Move vesicles and organelles along microtubules.

Centrosomes and Centrioles

Centrosome: Microtubule-organizing center.
Centrioles: Two cylinders within the centrosome (found in animal cells).

Cilia, Flagella, and Amoeboid Movement

Cilia: Short, numerous structures that move the cell or fluid across the cell surface.
Flagella: Long, few in number; move the cell.
Amoeboid movement: Cell crawling using pseudopodia ('false feet').

Cytoplasmic Streaming

Flow of cytoplasm within a cell to distribute materials.

Extracellular Structures

Cell walls (plants): Provide structure and support; consist of primary and secondary layers.
Extracellular matrix (ECM, animals): Supports, adheres, enables movement, and facilitates cell signaling. Integrins connect ECM to the cytoskeleton.
Intercellular junctions: Include plasmodesmata (plants), tight junctions, desmosomes, and gap junctions (animals).

Chapter 7: Membrane Structure and Function

Selective Permeability

The plasma membrane allows some substances to cross more easily than others, maintaining the internal environment of the cell.

Phospholipids and the Fluid Mosaic Model

Amphipathic molecules: Phospholipids have hydrophilic (polar) heads and hydrophobic (nonpolar) tails.
Fluid mosaic model: Describes the dynamic arrangement of phospholipids and proteins in the membrane.
Phospholipid movement: Lateral movement is common; flip-flop between layers is rare.
Unsaturated fatty acids: Have double bonds, kinks, and increase membrane fluidity.
Saturated fatty acids: No double bonds, straight chains, decrease fluidity.

Membrane Proteins

Peripheral proteins: Loosely bound to the membrane surface.
Integral proteins: Embedded in the membrane; may span the bilayer.
N-terminus: Amino end of a protein (–NH2 group).
C-terminus: Carboxyl end of a protein (–COOH group).

Functions of Membrane Proteins

Transport
Enzymatic activity
Signal transduction (receptors)
Cell-cell recognition
Intercellular joining
Attachment to cytoskeleton and ECM

Cell Recognition

Carbohydrates on the membrane surface enable cells to recognize each other.

Vesicle Transport Pathway

Proteins travel from the rough ER to the Golgi apparatus, then are packaged into vesicles and transported to the plasma membrane.

Transport Proteins

Aquaporins: Channel proteins for water transport.
Carrier proteins: Change shape to move molecules across the membrane.

Diffusion and Osmosis

Diffusion: Movement of molecules from high to low concentration (down the concentration gradient).
Equilibrium: State where molecules are evenly distributed.
Osmosis: Diffusion of water across a membrane.

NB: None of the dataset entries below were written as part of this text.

Issue #621, opened 2025-07-24
[Bug]: PageAllocation::into_boxed_slice calls `Drop` on uninitialized memory


Javagedes:
### Is there an existing issue for this?

- [x] I have searched existing issues

### Current Behavior

When calling `into_boxed_slice::<T>()` on a `PageAllocation`, the `Drop` implementation for `T` is called on every uninitialized entry in the slice as we fill the slice with T::default(). This is because `fill_with` assumes that the data is initialized, which means it thinks it is replacing an existing value with the new value (T::defualt()).

### Expected Behavior

`Drop` should not be called when filling the slice with default values.

### Steps To Reproduce

The following test detected the error:

```rust
#[test]
fn test_into_boxed_slice_will_call_drop_properly() {
  static DROP_COUNT: AtomicUsize = AtomicUsize::new(0);

  #[derive(Default)]
  struct MyStruct(usize);
  impl MyStruct {
      fn value(&self) -> usize {
          self.0
      }
  }

  impl Drop for MyStruct {
      fn drop(&mut self) {
          DROP_COUNT.fetch_add(1, std::sync::atomic::Ordering::SeqCst);
      }
  }

  let mm = Box::leak(Box::new(StdMemoryManager::new()));

  let pa = mm.allocate_pages(1, AllocationOptions::default()).expect("Should not fail for test.");
  {
      let boxed_slice = pa.into_boxed_slice::<MyStruct>();
      assert_eq!(boxed_slice.len(), UEFI_PAGE_SIZE / size_of::<MyStruct>());

      let mut i = 0;
      boxed_slice.iter().for_each(|item| {
          assert_eq!(item.value(), 0, "Default value of MyStruct should be zero");
          i += 1;
      });
  }
  assert_eq!(
    DROP_COUNT.load(std::sync::atomic::Ordering::SeqCst),
    UEFI_PAGE_SIZE / size_of::<MyStruct>(),
    "Drop should be called for each item in the boxed slice"
  );
}
```

### Build Environment

```markdown
- OS(s): Any
- Tool Chain(s): Any
- Targets Impacted: Any
```

### Version Information

```text
4029abb
```

### Urgency

Medium

### Are you going to fix this?

I will fix it

### Do you need maintainer feedback?

No maintainer feedback needed

PR #623, opened 2025-07-24
patina_sdk: PageAllocation: Do not drop uninitialized memory

Javagedes:
## Description

This commit does the following two things:

1. Brings the user interface for leaking to be similar to [Box::leak](https://doc.rust-lang.org/std/boxed/struct.Box.html#method.leak) which is to say we no longer require the lifetime of the leaked data to be `static`, but still clearly state that dropping the reference will result in a memory leak.

2. Similar to #622 and the issue #621, when filling a slice, the existing memory is treated as initialized and is thus dropped when replaced with the default value. #622 resolved the issue in `into_boxed_slice` but did not fix `leak_as_slice`, which this commit resolves by moving the logic of `into_boxed_slice` into `leak_as_slice` then re-using `leak_as_slice` in `into_boxed_slice`

- [ ] Impacts functionality?
- [ ] Impacts security?
- [ ] Breaking change?
- [x] Includes tests?
- [ ] Includes documentation?

## How This Was Tested

CI passes

## Integration Instructions

N/A

### DIFF
--- a/sdk/patina_sdk/src/component/service/memory.rs
+++ b/sdk/patina_sdk/src/component/service/memory.rs
@@ -552,13 +552,13 @@ impl PageAllocation {
 
     /// Converts the allocation and leaks the memory as a mutable `T`.
     ///
-    /// This function is similar to [Box::lea] in terms of caller responsibility for memory
+    /// This function is similar to [Box::leak] in terms of caller responsibility for memory
     /// management. Dropping the returned reference will cause a memory leak.
     ///
     /// # Returns
     ///
     /// - `None` if the size of the value is larger than the allocation.
-    /// - `Some(&T)` of the initialized value.
+    /// - `Some(&mut T)` of the initialized value.
     ///
     #[must_use]
     pub fn try_leak_as<'a, T>(mut self, value: T) -> Option<&'a mut T> {


sdk/patina_sdk/src/component/service/memory.rs
```diff
@@ -540,16 +540,14 @@ impl PageAllocation {
     /// of bytes in the allocation divided by the size of `T`.
     #[must_use]
     #[cfg(any(test, feature = "alloc"))]
-    pub fn into_boxed_slice<T: Default>(self) -> Box<[T], PageFree> {
+    pub fn into_boxed_slice<T: Default + 'static>(self) -> Box<[T], PageFree> {
```
os-d: Is requiring this to be static okay? The leak function returning a static obj makes sense, leaking is of course static. But will the allocate return something that is static?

Tonicity and Water Balance

Isotonic solution: Equal solute concentration; no net water movement.
Hypertonic solution: Higher solute concentration outside; water leaves the cell.
Hypotonic solution: Lower solute concentration outside; water enters the cell.
Osmoregulation: Regulation of water balance in cells.
Plant cells: Turgid (firm, full of water), flaccid (limp), plasmolysis (membrane pulls away from wall).

Facilitated Diffusion

Passive transport using channel or carrier proteins (e.g., aquaporins for water, ion channels for ions).

Active Transport

Requires ATP to move molecules against their concentration gradient.
Sodium-potassium pump: Uses ATP to pump Na+ out and K+ in.

Membrane Potential and Electrochemical Gradients

Membrane potential: Voltage difference across the membrane.
Electrochemical gradient: Combination of ion concentration and charge difference.
Electrogenic pump: Generates voltage across the membrane (e.g., sodium-potassium pump, proton pump).

Bulk Transport: Endocytosis and Exocytosis

Phagocytosis: 'Cell eating'—engulfing large particles into vesicles.
Pinocytosis: 'Cell drinking'—taking in extracellular fluid and dissolved substances in small vesicles.